Assignment
In your answer, give each entry again exactly as it appears.

▶

PR #215, opened 2022-06-30
feat(CairoRunner): add a get_output function

tdelabro:
# Expose the raw output

## Description

Atm, you can only print the execution output. I need a way to get it directly from the lib, without printing it.
`write_output` now wrap the new `get_output`


Oppen:
Hi @tdelabro. Thanks for your contribution. May I suggest an inversion on the approach? Rather than generate everything in memory, which may be more costly in terms of memory for the real IO case, the `get_output` version could create a `Vec<8>` and passing that to `write_output` instead.

unbalancedparentheses:
> Hi @tdelabro. Thanks for your contribution. May I suggest an inversion on the approach? Rather than generate everything in memory, which may be more costly in terms of memory for the real IO case, the `get_output` version could create a `Vec<8>` and passing that to `write_output` instead.

+1

tdelabro:
I don't get what you mean.
In my PR `get_output` generate an in-memory `String` and pass it to `write_output`.
The only difference with what you describe is a having `Vec<u8>` instead of a `String`. When they are basically the same, at a memory level.
I think there are some missing pieces in your instructions :)

Oppen:
> I don't get what you mean.
> In my PR `get_output` generate an in-memory `String` and pass it to `write_output`.
> The only difference with what you describe is a having `Vec<u8>` instead of a `String`. When they are basically the same, at a memory level.
> I think there are some missing pieces in your instructions :)
> Do you mean a stream, or an iterator instead?

Sorry. The `Vec<8>` was my mistake. As long a `String` supports being written to, the type is OK.
The point of the comment wasn't that, it was that in the case I actually wanted to write to something other than memory (say a file), the way this PR implements it forces it to always create everything in a big buffer in memory first and only after flush it. By writing `get_output` as the wrapper and make it pass the `String` as an `io::Write` both cases get covered the same but the real IO case uses potentially less memory.

tdelabro:
The problem is that the `write_ouptut` function prepend the actual output with a "Program Output\n", which I don't want to be written when calling `get_output`.
So it seems to me that `get_output` should be the inner one. And `write_output` should then use it and add the customer formatting and writing destination it wants.

If the problem is about building in memory, I can make `get_output` return an iterator, wich are lazy.

Oppen:
> The problem is that the `write_ouptut` function prepend the actual output with a "Program Output\n", which I don't want to be written when calling `get_output`.

I should check the behavior of the original VM, but I wouldn't expect the function to include that line in the first place, I think that belongs to the caller.
@unbalancedparentheses @fmoletta, any opinions here?

tdelabro:
@Oppen @unbalancedparentheses @fmoletta ping

Oppen:
I'll make the call and say the caller should take care of printing the "Program output" line. This way we can just reuse `write_output` with a vec.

◀

Output below
PR #215, opened 2022-06-30
feat(CairoRunner): add a get_output function

tdelabro:
# Expose the raw output

## Description

Atm, you can only print the execution output. I need a way to get it directly from the lib, without printing it.
`write_output` now wrap the new `get_output`


Oppen:
Hi @tdelabro. Thanks for your contribution. May I suggest an inversion on the approach? Rather than generate everything in memory, which may be more costly in terms of memory for the real IO case, the `get_output` version could create a `Vec<8>` and passing that to `write_output` instead.

unbalancedparentheses:
> Hi @tdelabro. Thanks for your contribution. May I suggest an inversion on the approach? Rather than generate everything in memory, which may be more costly in terms of memory for the real IO case, the `get_output` version could create a `Vec<8>` and passing that to `write_output` instead.

+1

tdelabro:
I don't get what you mean.
In my PR `get_output` generate an in-memory `String` and pass it to `write_output`.
The only difference with what you describe is a having `Vec<u8>` instead of a `String`. When they are basically the same, at a memory level.
I think there are some missing pieces in your instructions :)

Oppen:
> I don't get what you mean.
> In my PR `get_output` generate an in-memory `String` and pass it to `write_output`.
> The only difference with what you describe is a having `Vec<u8>` instead of a `String`. When they are basically the same, at a memory level.
> I think there are some missing pieces in your instructions :)
> Do you mean a stream, or an iterator instead?

Sorry. The `Vec<8>` was my mistake. As long a `String` supports being written to, the type is OK.
The point of the comment wasn't that, it was that in the case I actually wanted to write to something other than memory (say a file), the way this PR implements it forces it to always create everything in a big buffer in memory first and only after flush it. By writing `get_output` as the wrapper and make it pass the `String` as an `io::Write` both cases get covered the same but the real IO case uses potentially less memory.

tdelabro:
The problem is that the `write_ouptut` function prepend the actual output with a "Program Output\n", which I don't want to be written when calling `get_output`.
So it seems to me that `get_output` should be the inner one. And `write_output` should then use it and add the customer formatting and writing destination it wants.

If the problem is about building in memory, I can make `get_output` return an iterator, wich are lazy.

Oppen:
> The problem is that the `write_ouptut` function prepend the actual output with a "Program Output\n", which I don't want to be written when calling `get_output`.

I should check the behavior of the original VM, but I wouldn't expect the function to include that line in the first place, I think that belongs to the caller.
@unbalancedparentheses @fmoletta, any opinions here?

tdelabro:
@Oppen @unbalancedparentheses @fmoletta ping

Oppen:
I'll make the call and say the caller should take care of printing the "Program output" line. This way we can just reuse `write_output` with a vec.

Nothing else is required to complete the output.